PR #327, opened 2025-06-19
fix: support freeform stopReason in sampling

### LINKED ISSUE #328: Freeform stopReasons in sampling responses are unsupported
**Bug description**
The spec defines some well-known `stopReason` values, but also allows arbitrary values to be passed as well ([spec](https://github.com/modelcontextprotocol/modelcontextprotocol/blob/f5ccad944fdf2b7d9cc70cf817f66ca5a8aa03a4/schema/2024-11-05/schema.ts#L807)). When parsing these, the Java SDK throws an exception:

```
com.fasterxml.jackson.databind.exc.InvalidFormatException: Cannot deserialize value of type `io.modelcontextprotocol.spec.McpSchema$CreateMessageResult$StopReason` from String "arbitrary value": not one of the values accepted for Enum class: [endTurn, stopSequence, maxTokens]
```

**Environment**
JDK21

**Steps to reproduce**
See PR #327

**Expected behavior**
SDK does not throw

See PR #327

LucaButBoring:
Supports freeform stop reasons in sampling responses by mapping them to a new `UNKNOWN` value.

## Motivation and Context
Previously, sampling response parsing would fail if a stopReason was provided besides endTurn/stopSequence/maxTokens. This fixes that to map the arbitrary values to UNKNOWN instead.

Spec: https://github.com/modelcontextprotocol/modelcontextprotocol/blob/f5ccad944fdf2b7d9cc70cf817f66ca5a8aa03a4/schema/2024-11-05/schema.ts#L807

## How Has This Been Tested?
Unit tests

## Breaking Changes
None

## Types of changes

- [ ] Documentation update

## Checklist

## Additional context
Closes #328

### DIFF
--- a/mcp/src/main/java/io/modelcontextprotocol/spec/McpSchema.java
+++ b/mcp/src/main/java/io/modelcontextprotocol/spec/McpSchema.java
@@ -1077,7 +1077,7 @@ public final class McpSchema {
 			@JsonProperty("endTurn") END_TURN("endTurn"),
 			@JsonProperty("stopSequence") STOP_SEQUENCE("stopSequence"),
 			@JsonProperty("maxTokens") MAX_TOKENS("maxTokens"),
-			UNKNOWN("unknown");
+			@JsonProperty("unknown") UNKNOWN("unknown");
 
 			private final String value;
 


LucaButBoring:
Closes #328

mcp/src/main/java/io/modelcontextprotocol/spec/McpSchema.java
```diff
@@ -1072,9 +1074,24 @@ public record CreateMessageResult(// @formatter:off
 		@JsonProperty("stopReason") StopReason stopReason) {
 
 		public enum StopReason {
-			@JsonProperty("endTurn") END_TURN,
-			@JsonProperty("stopSequence") STOP_SEQUENCE,
-			@JsonProperty("maxTokens") MAX_TOKENS
+			@JsonProperty("endTurn") END_TURN("endTurn"),
+			@JsonProperty("stopSequence") STOP_SEQUENCE("stopSequence"),
+			@JsonProperty("maxTokens") MAX_TOKENS("maxTokens"),
+			UNKNOWN("unknown");
```
tzolov: I guess we need to add @JsonProperty("unknown")

tzolov (changes requested):
@LucaButBoring, thanks for addressing this. 
The UNKNOWN approach masks the original stop reason. I'm not sure how important the exact stop-reason is for downstream applications? 
A better approach would be relaxing the stop reason type to String, but this would be a breaking change. What do you think?

mcp/src/main/java/io/modelcontextprotocol/spec/McpSchema.java
LucaButBoring: I suppose, though it should be rare to need to serialize this on the server side (serializes to `UNKNOWN` right now implicitly). May as well add a `JsonProperty` for consistency, will change this.

LucaButBoring:
> The UNKNOWN approach masks the original stop reason. I'm not sure how important the exact stop-reason is for downstream applications?
> A better approach would be relaxing the stop reason type to String, but this would be a breaking change. What do you think?

Yes, I was thinking about this - the reason I added `UNKNOWN` was to avoid needing to do this. I think there are better ways to model `StopReason` in general, but didn't want to make a breaking change without a good reason to do so. Also, I did want to keep the well-modeled known stop reasons, though it's not strictly necessary to do so. Given that we can't really have a union of enums and a string like TS/Python, I'd probably want to lean towards a Kotlin-esque approach and do this if we accepted a breaking change:

```java
public sealed class StopReason permits EndTurn, StopSequence, MaxTokens, Unknown {
    private String value;

    public StopReason(String value) {
        this.value = value;
    }

    public class EndTurn : StopReason {
        public EndTurn() {
            super("endTurn");
        }
    }

    public class StopSequence : StopReason {
        public EndTurn() {
            super("stopSequence");
        }
    }

    public class MaxTokens : StopReason {
        public MaxTokens() {
            super("maxTokens");
        }
    }

    public class Unknown : StopReason {
        public Unknown(String value) {
            super(value);
        }

        public String getValue() {
            return value;
        }
    }
}
```

That way consumers could handle it like so:
```java
if (stopReason instanceof EndTurn) {
    // ...
} /* other cases */ else if (stopReason instanceof Unknown unknownStopReason) {
    log.info("Sampling stopped due to unhandled stop reason: {}", unknownStopReason)
}
```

★ ★ ★ ★ ★

WORK TO COMPLETE:
Every record must be retyped so that it matches the original exactly.

WRITTEN REPLY:
PR #327, opened 2025-06-19
fix: support freeform stopReason in sampling

### LINKED ISSUE #328: Freeform stopReasons in sampling responses are unsupported
**Bug description**
The spec defines some well-known `stopReason` values, but also allows arbitrary values to be passed as well ([spec](https://github.com/modelcontextprotocol/modelcontextprotocol/blob/f5ccad944fdf2b7d9cc70cf817f66ca5a8aa03a4/schema/2024-11-05/schema.ts#L807)). When parsing these, the Java SDK throws an exception:

```
com.fasterxml.jackson.databind.exc.InvalidFormatException: Cannot deserialize value of type `io.modelcontextprotocol.spec.McpSchema$CreateMessageResult$StopReason` from String "arbitrary value": not one of the values accepted for Enum class: [endTurn, stopSequence, maxTokens]
```

**Environment**
JDK21

**Steps to reproduce**
See PR #327

**Expected behavior**
SDK does not throw

See PR #327

LucaButBoring:
Supports freeform stop reasons in sampling responses by mapping them to a new `UNKNOWN` value.

## Motivation and Context
Previously, sampling response parsing would fail if a stopReason was provided besides endTurn/stopSequence/maxTokens. This fixes that to map the arbitrary values to UNKNOWN instead.

Spec: https://github.com/modelcontextprotocol/modelcontextprotocol/blob/f5ccad944fdf2b7d9cc70cf817f66ca5a8aa03a4/schema/2024-11-05/schema.ts#L807

## How Has This Been Tested?
Unit tests

## Breaking Changes
None

## Types of changes

- [ ] Documentation update

## Checklist

## Additional context
Closes #328

### DIFF
--- a/mcp/src/main/java/io/modelcontextprotocol/spec/McpSchema.java
+++ b/mcp/src/main/java/io/modelcontextprotocol/spec/McpSchema.java
@@ -1077,7 +1077,7 @@ public final class McpSchema {
 			@JsonProperty("endTurn") END_TURN("endTurn"),
 			@JsonProperty("stopSequence") STOP_SEQUENCE("stopSequence"),
 			@JsonProperty("maxTokens") MAX_TOKENS("maxTokens"),
-			UNKNOWN("unknown");
+			@JsonProperty("unknown") UNKNOWN("unknown");
 
 			private final String value;
 


LucaButBoring:
Closes #328

mcp/src/main/java/io/modelcontextprotocol/spec/McpSchema.java
```diff
@@ -1072,9 +1074,24 @@ public record CreateMessageResult(// @formatter:off
 		@JsonProperty("stopReason") StopReason stopReason) {
 
 		public enum StopReason {
-			@JsonProperty("endTurn") END_TURN,
-			@JsonProperty("stopSequence") STOP_SEQUENCE,
-			@JsonProperty("maxTokens") MAX_TOKENS
+			@JsonProperty("endTurn") END_TURN("endTurn"),
+			@JsonProperty("stopSequence") STOP_SEQUENCE("stopSequence"),
+			@JsonProperty("maxTokens") MAX_TOKENS("maxTokens"),
+			UNKNOWN("unknown");
```
tzolov: I guess we need to add @JsonProperty("unknown")

tzolov (changes requested):
@LucaButBoring, thanks for addressing this. 
The UNKNOWN approach masks the original stop reason. I'm not sure how important the exact stop-reason is for downstream applications? 
A better approach would be relaxing the stop reason type to String, but this would be a breaking change. What do you think?

mcp/src/main/java/io/modelcontextprotocol/spec/McpSchema.java
LucaButBoring: I suppose, though it should be rare to need to serialize this on the server side (serializes to `UNKNOWN` right now implicitly). May as well add a `JsonProperty` for consistency, will change this.

LucaButBoring:
> The UNKNOWN approach masks the original stop reason. I'm not sure how important the exact stop-reason is for downstream applications?
> A better approach would be relaxing the stop reason type to String, but this would be a breaking change. What do you think?

Yes, I was thinking about this - the reason I added `UNKNOWN` was to avoid needing to do this. I think there are better ways to model `StopReason` in general, but didn't want to make a breaking change without a good reason to do so. Also, I did want to keep the well-modeled known stop reasons, though it's not strictly necessary to do so. Given that we can't really have a union of enums and a string like TS/Python, I'd probably want to lean towards a Kotlin-esque approach and do this if we accepted a breaking change:

```java
public sealed class StopReason permits EndTurn, StopSequence, MaxTokens, Unknown {
    private String value;

    public StopReason(String value) {
        this.value = value;
    }

    public class EndTurn : StopReason {
        public EndTurn() {
            super("endTurn");
        }
    }

    public class StopSequence : StopReason {
        public EndTurn() {
            super("stopSequence");
        }
    }

    public class MaxTokens : StopReason {
        public MaxTokens() {
            super("maxTokens");
        }
    }

    public class Unknown : StopReason {
        public Unknown(String value) {
            super(value);
        }

        public String getValue() {
            return value;
        }
    }
}
```

That way consumers could handle it like so:
```java
if (stopReason instanceof EndTurn) {
    // ...
} /* other cases */ else if (stopReason instanceof Unknown unknownStopReason) {
    log.info("Sampling stopped due to unhandled stop reason: {}", unknownStopReason)
}
```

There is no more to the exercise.